Assignment
Once you find the line containing "https://nidigitalsolutions.jira.com/browse/REPLAT-356", output it and every line after it to the end of the records, exactly.

━━━━━━━━━━━━━━━━

PR #118, opened 2017-08-01
Feat: article label

sericaia:
https://nidigitalsolutions.jira.com/browse/REPLAT-356

Discussed and approved with Jake and Claire.
image

image

### DIFF
--- a/packages/article-label/.npmignore
+++ b/packages/article-label/.npmignore
@@ -1,0 +1,8 @@
+*.stories.js
+__tests__
+*.fructose.js
+*.test.js
+fixtures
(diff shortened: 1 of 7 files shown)


trevorah:
Looks pretty sane to me. @craigbilner thoughts?

craigbilner:
@trevorah @sericaia if you UX are happy with a default " " space, LGTM. Otherwise you could map over and apply a margin?

sericaia:
@craigbilner they asked me to send a test with a sentence (the "behind the story" example) and they were ok with that :)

━━━━━━━━━━━━━━━━

Output
https://nidigitalsolutions.jira.com/browse/REPLAT-356

Discussed and approved with Jake and Claire.
image

image

### DIFF
--- a/packages/article-label/.npmignore
+++ b/packages/article-label/.npmignore
@@ -1,0 +1,8 @@
+*.stories.js
+__tests__
+*.fructose.js
+*.test.js
+fixtures
(diff shortened: 1 of 7 files shown)


trevorah:
Looks pretty sane to me. @craigbilner thoughts?

craigbilner:
@trevorah @sericaia if you UX are happy with a default " " space, LGTM. Otherwise you could map over and apply a margin?

sericaia:
@craigbilner they asked me to send a test with a sentence (the "behind the story" example) and they were ok with that :)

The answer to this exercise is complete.